Tiveram de repartir CR$ 2,50 entre os três, o que gerou certa dificuldade. Alguém iria ficar com alguns centavos a mais.

— Não compensa. Num vou mais nessa não. — Miltinho também não se entusiasmou.

Sérgio insistiu. Passava as tardes de sábado e alguns domingos catando mamona, estendendo no quintal para secar e ajuntando, pacientemente, os litros de semente. Subia pelos pés, ou usava uma vara de bambu para derrubar os cachos de mamona. Esperto, leve, passava de uma mamoneira a outra, pelos galhos, sem precisar descer ao chão. Por momentos, imaginava-se Tarzan, pulando de galho em galho. Em pouco tempo, e antes de as férias chegarem, tinha manipulado tantos litros de mamona que conseguira amealhar Cr$ 13,oo. O pai de Sérgio ficou orgulhoso dessa atividade do filho, reveladora de ambição e jeito para negócios. Mal sabia ele qual destino o filho planejara para as suas economias.

Mal terminou a última prova do primeiro semestre, procura o Irmão Gregório, para alugar os livros.

— Que livro você quer? — O irmão destrancou a porta do armário,usando uma das chaves de seu molho com mais de trinta.

— Todos os de Tarzan. — Sérgio nem titubeou em responder, sabia o que queria.

— Escolhe dois. Quando você devolver, leva mais. Me paga adiantado, são dois cruzeiros.

Sérgio tinha o dinheiro no jeito, metido no bolso da camisa. Pagou e escolheu os volumes, procurando seguir a série.

— Levo A Volta de Tarzan e O Filho de Tarzan.

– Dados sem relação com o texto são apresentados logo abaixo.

PR #3264, opened 2026-06-23
fix(cloud-security): combine GCP direct-API checks with SCC, skip SCC when unavailable

tofikwest:
## Problem

Customer (Harsha, org `bevri.ai`, 2 GCP projects) reported every GCP **Scan** dies on the Security Command Center error — `"Security Command Center Legacy has been disabled by Google…"` — returns `success:false`, saves nothing, and the dashboard freezes on the last run (38 passed / 11 failed / 49 total). His fixes (removed open firewall, uniform bucket access, env labels) can never be reflected.

He correctly argued SCC isn't actually required: the 49 results were collected with SCC already disabled and carry resource-level detail that comes from reading the GCP APIs directly.

## Root cause

For GCP, the "Scan" button's path ran **only** Security Command Center:

`CloudTestsSection.handleRunScan` → `POST /v1/cloud-security/scan/:id` → `CloudSecurityService.scan()` → `switch case 'gcp'` → `gcpService.scanSecurityFindings()` (SCC REST API).

Google retired the free **"Legacy" SCC tier**, so for any org that hasn't activated SCC Standard/Premium every SCC query now errors. With both project scopes failing, the all-scopes-failed guard (PR #3108) re-throws, `scan()` returns `success:false`, and `storeFindings` is skipped — nothing is persisted, so the dashboard stays on the prior run.

The 49 findings Harsha sees come from the integration-platform direct-API checks (`runAllChecks`, the same checks `run-connection-checks` runs) — which the Scan button never invoked.

## Fix

GCP scans now run **our direct-API checks (always) + Security Command Center (when available), combined into one finding list**:

- Our direct-API manifest checks (storage / IAM / firewall / Cloud SQL / …) read the GCP APIs directly with the OAuth token, so they always work — the always-on baseline.
- SCC runs **in parallel** as a best-effort supplement: its findings are appended when it works, and it's **silently skipped** (direct-only) when it errors — Legacy disabled / not activated / permission / transient.
- **One combined list**, grouped by service. No "our checks vs SCC" split in the UI.

### Guards (so this doesn't reintroduce older bugs)

- **Preserve the prior run on catastrophic failure.** The only hard failure is when our *own* checks can't run at all (e.g. a dead token) — `scanGcpDirectChecks` throws then, so the outer catch keeps the prior good run instead of overwriting it with nothing. Keeps PR #3108's protection intact.
- **Reconciliation isolation.** SCC findings carry `findingKey`s; direct findings don't, and reconciliation picks the prior run without filtering by `checkId`. Runs are tagged `scanMode` `gcp_scc` (SCC contributed) / `gcp_direct` (direct only) — the same nullable column AWS uses for its engine discriminator — so the two never cross-diff, which would otherwise mark every prior finding falsely "resolved".

## Blast radius (verified)

- **Evidence-task automation untouched** — `runTaskIntegrationChecks` (daily schedule), `run-connection-checks`, and `autoSatisfyTasks` (AWS-only) are not modified.
- **Check engine untouched** — `runAllChecks` is *called* (read-only GETs to Google) but not modified, nor are the checks/manifest.
- **AWS/Azure scans behavior-preserving** — only an `awsScanMode` → `runScanMode` local rename.
- `scanMode` (the run column) is read **only** by `reconciliation.service.ts` — no frontend/query/history consumer — so the GCP tags affect only reconciliation's prior-run scoping (a no-op for code-based findings, which lack findingKeys).
- No frontend change needed: `handleRunScan` already refetches on success.

## Tests

- `gcp-scan-fallback.spec.ts` + `cloud-security.service.scan-gcp.spec.ts` — 20 cases (combine direct + SCC → `gcp_scc`; SCC structurally unavailable → direct-only `gcp_direct`; transient SCC error → direct-only, no abort; our own checks all-error → throw/preserve prior; clean-account passing path; helper unit tests).
- Full `cloud-security` suite green (369 passing; the 1 unrelated failing suite is a pre-existing DB/TLS env error in `remediation.controller.spec.ts`).
- Typecheck clean for changed files (remaining API errors are pre-existing AI-SDK `V3↔V2` mismatches in unrelated files).

## Notes / known follow-ups (not in this PR)

- **Overlap:** for customers with SCC active, SCC and our checks can occasionally flag the same issue (e.g. a public bucket), so it may appear twice. This is rare in practice (SCC Standard returns few findings; dead-SCC customers see none). If it ever gets noisy we can suppress SCC categories our direct checks already cover.
- The scan runs synchronously behind the ALB (300s). Fine for typical orgs; very large GCP estates may eventually want the async `run-connection-checks` path.

https://claude.ai/code/session_015b1aNsKBRSNPFB6dL6mxqi

### DIFF
--- a/apps/api/src/cloud-security/cloud-security.service.scan-gcp.spec.ts
+++ b/apps/api/src/cloud-security/cloud-security.service.scan-gcp.spec.ts
@@ -19,6 +19,7 @@ interface ScanGcpParams {
   credentials: Record<string, unknown>;
   variables: Record<string, unknown>;
   enabledServices: string[] | undefined;
+  disabledServices: ReadonlySet<string>;
   connectionId: string;
   organizationId: string;
   providerSlug: string;
@@ -42,6 +43,7 @@ const PARAMS: ScanGcpParams = {
   credentials: { access_token: 'tok' },
   variables: { project_ids: ['p1', 'p2'] },
   enabledServices: undefined,
+  disabledServices: new Set<string>(),
   connectionId: 'icn_1',
   organizationId: 'org_1',
   providerSlug: 'gcp',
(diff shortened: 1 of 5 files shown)


tofikwest:
@cubic-dev-ai good catch — fixed in 018267622.

The combined GCP scan now gates the direct-API checks by the user's per-service disable toggle: a check whose service is `disabledServices` is skipped (via a check-id → serviceId map), so a service the customer explicitly disabled no longer produces findings from either source.

One deliberate deviation from the suggestion: I gate on **`disabledServices`** (the explicit opt-out), not the full **`enabledServices`** set. `enabledServices` also requires a service to have been auto-detected, but the direct-API checks are the always-on baseline and the manual Scan button doesn't run detection first — so gating on detection could silently hide real findings for a service the user never disabled (the exact failure mode this PR exists to fix). A check with no service mapping always runs, for the same "never silently hide" reason. When every covered service is disabled, the direct path returns `[]` (intentional empty, distinct from the all-errored failure the guardrail throws on, so it can't wipe the prior run).

Added 2 regression tests: disabled service's check is dropped from the run; all-covered-services-disabled → no run executed.

PR #3275, opened 2026-06-24
fix(auth): route auditor invite links directly to workspace instead of onboarding

tofikwest:
## Problem
Auditors invited via an invite link are incorrectly routed through the standard customer onboarding flow (framework selection, company info) instead of landing directly in the compliance workspace. This blocks auditor review access and is confusing for the invited user.

## Root cause
The auth page (`apps/app/src/app/(public)/auth/page.tsx:36-38`) redirects requests carrying an `inviteCode` to the new-customer onboarding wizard (`/setup`) instead of the invite handler (`/invite/<id>`). This drops the invitation context entirely. The auth-callback, setup route handler, and root page all correctly route `inviteCode` to `/invite/[code]`, but the auth page creates an asymmetry by intercepting and redirecting to the wrong destination.

## Fix
Updated the auth page routing logic to send `inviteCode` requests to `/invite/[code]` instead of `/setup`, making it consistent with the rest of the codebase and preserving the invitation context through the login flow.

## Explicitly NOT touched
The download/export feature request (full Control Matrix download) is separate and logged as a feature request, not part of this fix. The purple organization icon display is verified to show correctly after routing is fixed.

## Verification
✅ Auditor invite link now routes directly to compliance workspace instead of onboarding
✅ Invite context preserved and passed through login flow
✅ Routing behavior consistent across all entry points (auth page, callback, setup, root)

Fixes CS-585

---
## Summary by cubic
Fix auditor invite routing so invited auditors land directly in the compliance workspace by sending `inviteCode` auth requests to `/invite/[code]` instead of onboarding. Addresses CS-585.

- **Bug Fixes**
  - Updated `apps/app/src/app/(public)/auth/page.tsx` to prioritize `inviteCode` and redirect to `/invite/<code>` (never `/setup`).
  - Added `apps/app/src/app/(public)/auth/page.test.tsx` to cover authenticated invite redirect and fallback to `/` when no invite.

<sup>Written for commit 103a602b00e65a0d9336e1f590fbd20888a54d81. Summary will update on new commits.</sup>

<a href="https://cubic.dev/pr/trycompai/comp/pull/3275?utm_source=github" target="_blank" rel="noopener noreferrer" data-no-image-dialog="true"><picture><source media="(prefers-color-scheme: dark)" srcset="https://www.cubic.dev/buttons/review-in-cubic-dark.svg"><source media="(prefers-color-scheme: light)" srcset="https://www.cubic.dev/buttons/review-in-cubic-light.svg">Review in cubic</picture></a>

### DIFF
--- a/apps/app/src/app/(public)/auth/page.test.tsx
+++ b/apps/app/src/app/(public)/auth/page.test.tsx
@@ -1,0 +1,61 @@
+import { vi } from 'vitest';
+
+// Mock the auth module before importing the page so getSession is controllable.
+vi.mock('@/utils/auth', async () => {
+  const { mockAuth } = await import('@/test-utils/mocks/auth');
+  return { auth: mockAuth };
+});
+
+// env.mjs validates required server env vars at import time. The page redirects
+// before reading any of them, so a stub keeps the test hermetic.
+vi.mock('@/env.mjs', () => ({ env: {} }));
+
+// Avoid pulling the client sign-in component graph (authClient, lucide, etc.)
+// into the test; the redirect paths return before rendering the form.
+vi.mock('@/components/login-form', () => ({ LoginForm: () => null }));
+
+import { describe, it, expect, beforeEach } from 'vitest';
+import { redirect } from 'next/navigation';
+import Page from './page';
+import { mockAuthApi, createMockSession, createMockUser } from '@/test-utils/mocks/auth';
+
+const mockRedirect = vi.mocked(redirect);
+
+describe('Auth page invite routing', () => {
+  beforeEach(() => {
+    vi.clearAllMocks();
+    // The real Next.js redirect() throws to halt rendering. Emulate that so
+    // execution stops at the first redirect and we can assert its target.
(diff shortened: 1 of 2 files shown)


tofikwest:
re: vi.mocked(redirect) treated as real mock though redirect never mocked; mockImplementation will throw and fail CI; add vi.mock('next/navigation', ...) before use.
→ redirect IS mocked globally. vitest.config.mts:11 registers setupFiles ['./src/test-utils/setup.ts']; setup.ts:10-20 calls vi.mock('next/navigation', () => ({... redirect: vi.fn() ...})) with redirect at line 19. Vitest applies vi.mock from setup files to every test file's module registry, so the page.test.tsx import of redirect from next/navigation resolves to vi.fn(); vi.mocked(redirect) returns that mock and .mockImplementation() works. Verified empirically: ran `npx vitest run src/app/(public)/auth/page.test.tsx` in apps/app — both tests pass (2 passed). Cubic's suggested local mock is redundant and would actually regress by dropping useRouter/usePathname/useSearchParams from the mock.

Apanhou os dois livros e saiu correndo. Não levou uma semana para ler os volumes. Voltou ao ginásio, trocou os livros, pagou mais aluguel e de novo enfiou a cara nos romances do herói selvagem. E assim, numa rápida sucessão de idas e vindas, trocas e leituras, esgotou os seus recursos. O dinheiro acabou.

Vou apanhar mais mamona. Ainda tem cinco dias de férias, dá pra ler mais dois livros. Pensou e agiu. Colheu num só dia cinco litros de sementes que levou, à tardinha, para vender ao Irmão Amadeu e alugar ainda naquele dia, mais 2 livros.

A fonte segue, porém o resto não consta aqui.